**ACTION ITEM**
From the first line to the last, please write out the data exactly.

**SOURCE DATA**
PR #3573, opened 2024-12-14
bug: ensure safe concurrent access of _ensure_registered_super_ext_type

jaychia:
Noticing issues with concurrent usage of `series.to_arrow()` from UDFs.

```
import daft
import argparse

@daft.udf(return_dtype=str)
def to_arrow_identity(s):
    data = s.to_arrow()
    return data

def transform_arrow(df):
    
    return df

if __name__ == "__main__":
    df = daft.read_parquet("tests/assets/parquet-data/mvp.parquet")

    for i in range(128):
        df = df.concat(daft.read_parquet("tests/assets/parquet-data/mvp.parquet"))
    df = df.with_column("c", to_arrow_identity(df["b"]))
    df.collect()
```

**RESULT FOR THIS TASK**
PR #3573, opened 2024-12-14
bug: ensure safe concurrent access of _ensure_registered_super_ext_type

jaychia:
Noticing issues with concurrent usage of `series.to_arrow()` from UDFs.

```
import daft
import argparse

@daft.udf(return_dtype=str)
def to_arrow_identity(s):
    data = s.to_arrow()
    return data

def transform_arrow(df):
    
    return df

if __name__ == "__main__":
    df = daft.read_parquet("tests/assets/parquet-data/mvp.parquet")

    for i in range(128):
        df = df.concat(daft.read_parquet("tests/assets/parquet-data/mvp.parquet"))
    df = df.with_column("c", to_arrow_identity(df["b"]))
    df.collect()
```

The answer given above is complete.